TASK PROMPT
Each record listed below is to be output exactly as written.
=-=-=
PR #659, opened 2018-05-15
Forward .defaultProps when reusing __emotion_base

### LINKED ISSUE #654: Component loses its default props when wrapped with styled()
- `emotion` version: 9.1.3
- `react` version: 16.3.2

```js
const Title = styled('h1')`
  text-align: center;
  ${props => ({
    color: props.color
  })};
`;

Title.defaultProps = {
  color: 'red'
};

const Title2 = styled(Title)`
  font-style: italic;
`;
```

What you did:

Created a new styled component by wrapping an existing styled component in `styled()`.

What happened:

The wrapped styled component lost its defaultProps. In the example above `<Title>` is displayed as red, but `<Title2>` is not.

<b>CodeSandbox: https://codesandbox.io/s/317r028k6q</b>

Andarist:
fixes #654 

I feel though that we should figure out more holistic approach as `.defaultProps` is only part of the problem - any other config (i.e. `shouldForwardProp`) will get lost too when reusing `__emotion_base`. This should act like `.withComponent` in this regard.

Thoughts?

### DIFF
--- a/packages/create-emotion-styled/src/index.js
+++ b/packages/create-emotion-styled/src/index.js
@@ -140,6 +140,10 @@ function createEmotionStyled(emotion: Emotion, view: ReactType) {
                 : baseTag.displayName || baseTag.name || 'Component'
             })`
 
+      if (tag.defaultProps !== undefined) {
+        // $FlowFixMe
+        Styled.defaultProps = tag.defaultProps
+      }
       Styled.contextTypes = contextTypes
       Styled.__emotion_styles = styles
       Styled.__emotion_base = baseTag
--- a/packages/react-emotion/test/__snapshots__/index.test.js.snap
+++ b/packages/react-emotion/test/__snapshots__/index.test.js.snap
@@ -678,6 +678,30 @@ exports[`styled random object expression 1`] = `
 </h1>
 `;
 
+exports[`styled should forward .defaultProps when reusing __emotion_base 1`] = `
+.emotion-0 {
+  text-align: center;
+  color: red;
+}
+
+.emotion-2 {
+  text-align: center;
+  color: red;
+  font-style: italic;
+}
+
+<div>
+  <h1
+    className="emotion-0 emotion-1"
+    color="red"
+  />
+  <h1
+    className="emotion-2 emotion-3"
+    color="red"
+  />
+</div>
+`;
+
 exports[`styled theme prop exists without ThemeProvider 1`] = `
 .emotion-0 {
   color: green;
--- a/packages/react-emotion/test/index.test.js
+++ b/packages/react-emotion/test/index.test.js
@@ -1148,4 +1148,31 @@ describe('styled', () => {
       .toJSON()
     expect(tree).toMatchSnapshot()
   })
+
+  test('should forward .defaultProps when reusing __emotion_base', () => {
+    const Title = styled('h1')`
+      text-align: center;
+      ${props => ({
+        color: props.color
+      })};
+    `
+
+    Title.defaultProps = {
+      color: 'red'
+    }
+
+    const Title2 = styled(Title)`
+      font-style: italic;
+    `
+
+    const tree = renderer
+      .create(
+        <div>
+          <Title />
+          <Title2 />
+        </div>
+      )
+      .toJSON()
+    expect(tree).toMatchSnapshot()
+  })
 })


Andarist:
I've looked into the code and it seems to me that for `isReal` components we could return this:
```js
return tag.__emotion_real.withComponent(tag.__emotion_base, options)
```
to fix `shouldForwardProp` situation, that wouldn't help with `.defaultProps` though. Also not sure if that would be totally safe, not sure how things like staticClassName, identifierName, stableClassName are shared for both of those cases.

Andarist:
> I think for shouldForwardProp we could set it as a static property on Styled

Problem with that approach is that we have to think about it & add those static properties whenever we introduce any new option. Could you explain in short (or link me to some resources) on how exactly staticClassName, identifierName, stableClassName are used? Do they suffer from the same problem? Or they simply shouldn't get forwarded?

> For defaultProps, I think the only way to solve all the edge cases for it would be to opt out of the component flattening if defaultProps is defined since this solution wouldn't account for setting defaultProps on a styled component, passing it to styled again and setting defaultProps on that component as well.

Developer can (although it's a little bit quirky) extend `defaultProps` on his/her own.

mitchellhamilton:
[We don't do component flattening with `extractStatic`](https://github.com/emotion-js/emotion/blob/master/packages/create-emotion-styled/src/index.js#L36) so `staticClassName` doesn't have to be forwarded.

`identifierName` is used for the displayName of components and adding appending that name to the class name via adding the [label property](https://emotion.sh/docs/labels). The label property is already in the styles that are stored on the static property and there wouldn't be a way to use displayName since the component would be flattened so there's no point in forwarding it.

`stableClassName` is the class name used for component selector targeting. This is the only one other than shouldForwardProp that we might want to forward because currently in the example below `AnotherComponent` isn't targeted by targeting `SomeComponent` but we might want it to.

```jsx
  color: hotpink;
`

const AnotherComponent = styled(SomeComponent)`
  color: green;
`

render(
  <div
    css={css`
      ${SomeComponent} {
        color: darkcyan;
      }
    `}
  >
    <AnotherComponent />
  </div>
)
```

Andarist:
Thanks for the explanation. The only thing I'm worrying about is that in the future we might want to "passthrough" more options and static properties approach doesnt scale that well.

Also as to `shouldForwardProp` - it seems to me that actually it should not just override (although it's easier code-wise), but should reuse existing `shouldForwardProp`. So it would work like `.every`. Thoughts?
=-=-=
WORKED SOLUTION
PR #659, opened 2018-05-15
Forward .defaultProps when reusing __emotion_base

### LINKED ISSUE #654: Component loses its default props when wrapped with styled()
- `emotion` version: 9.1.3
- `react` version: 16.3.2

```js
const Title = styled('h1')`
  text-align: center;
  ${props => ({
    color: props.color
  })};
`;

Title.defaultProps = {
  color: 'red'
};

const Title2 = styled(Title)`
  font-style: italic;
`;
```

What you did:

Created a new styled component by wrapping an existing styled component in `styled()`.

What happened:

The wrapped styled component lost its defaultProps. In the example above `<Title>` is displayed as red, but `<Title2>` is not.

<b>CodeSandbox: https://codesandbox.io/s/317r028k6q</b>

Andarist:
fixes #654 

I feel though that we should figure out more holistic approach as `.defaultProps` is only part of the problem - any other config (i.e. `shouldForwardProp`) will get lost too when reusing `__emotion_base`. This should act like `.withComponent` in this regard.

Thoughts?

### DIFF
--- a/packages/create-emotion-styled/src/index.js
+++ b/packages/create-emotion-styled/src/index.js
@@ -140,6 +140,10 @@ function createEmotionStyled(emotion: Emotion, view: ReactType) {
                 : baseTag.displayName || baseTag.name || 'Component'
             })`
 
+      if (tag.defaultProps !== undefined) {
+        // $FlowFixMe
+        Styled.defaultProps = tag.defaultProps
+      }
       Styled.contextTypes = contextTypes
       Styled.__emotion_styles = styles
       Styled.__emotion_base = baseTag
--- a/packages/react-emotion/test/__snapshots__/index.test.js.snap
+++ b/packages/react-emotion/test/__snapshots__/index.test.js.snap
@@ -678,6 +678,30 @@ exports[`styled random object expression 1`] = `
 </h1>
 `;
 
+exports[`styled should forward .defaultProps when reusing __emotion_base 1`] = `
+.emotion-0 {
+  text-align: center;
+  color: red;
+}
+
+.emotion-2 {
+  text-align: center;
+  color: red;
+  font-style: italic;
+}
+
+<div>
+  <h1
+    className="emotion-0 emotion-1"
+    color="red"
+  />
+  <h1
+    className="emotion-2 emotion-3"
+    color="red"
+  />
+</div>
+`;
+
 exports[`styled theme prop exists without ThemeProvider 1`] = `
 .emotion-0 {
   color: green;
--- a/packages/react-emotion/test/index.test.js
+++ b/packages/react-emotion/test/index.test.js
@@ -1148,4 +1148,31 @@ describe('styled', () => {
       .toJSON()
     expect(tree).toMatchSnapshot()
   })
+
+  test('should forward .defaultProps when reusing __emotion_base', () => {
+    const Title = styled('h1')`
+      text-align: center;
+      ${props => ({
+        color: props.color
+      })};
+    `
+
+    Title.defaultProps = {
+      color: 'red'
+    }
+
+    const Title2 = styled(Title)`
+      font-style: italic;
+    `
+
+    const tree = renderer
+      .create(
+        <div>
+          <Title />
+          <Title2 />
+        </div>
+      )
+      .toJSON()
+    expect(tree).toMatchSnapshot()
+  })
 })


Andarist:
I've looked into the code and it seems to me that for `isReal` components we could return this:
```js
return tag.__emotion_real.withComponent(tag.__emotion_base, options)
```
to fix `shouldForwardProp` situation, that wouldn't help with `.defaultProps` though. Also not sure if that would be totally safe, not sure how things like staticClassName, identifierName, stableClassName are shared for both of those cases.

Andarist:
> I think for shouldForwardProp we could set it as a static property on Styled

Problem with that approach is that we have to think about it & add those static properties whenever we introduce any new option. Could you explain in short (or link me to some resources) on how exactly staticClassName, identifierName, stableClassName are used? Do they suffer from the same problem? Or they simply shouldn't get forwarded?

> For defaultProps, I think the only way to solve all the edge cases for it would be to opt out of the component flattening if defaultProps is defined since this solution wouldn't account for setting defaultProps on a styled component, passing it to styled again and setting defaultProps on that component as well.

Developer can (although it's a little bit quirky) extend `defaultProps` on his/her own.

mitchellhamilton:
[We don't do component flattening with `extractStatic`](https://github.com/emotion-js/emotion/blob/master/packages/create-emotion-styled/src/index.js#L36) so `staticClassName` doesn't have to be forwarded.

`identifierName` is used for the displayName of components and adding appending that name to the class name via adding the [label property](https://emotion.sh/docs/labels). The label property is already in the styles that are stored on the static property and there wouldn't be a way to use displayName since the component would be flattened so there's no point in forwarding it.

`stableClassName` is the class name used for component selector targeting. This is the only one other than shouldForwardProp that we might want to forward because currently in the example below `AnotherComponent` isn't targeted by targeting `SomeComponent` but we might want it to.

```jsx
  color: hotpink;
`

const AnotherComponent = styled(SomeComponent)`
  color: green;
`

render(
  <div
    css={css`
      ${SomeComponent} {
        color: darkcyan;
      }
    `}
  >
    <AnotherComponent />
  </div>
)
```

Andarist:
Thanks for the explanation. The only thing I'm worrying about is that in the future we might want to "passthrough" more options and static properties approach doesnt scale that well.

Also as to `shouldForwardProp` - it seems to me that actually it should not just override (although it's easier code-wise), but should reuse existing `shouldForwardProp`. So it would work like `.every`. Thoughts?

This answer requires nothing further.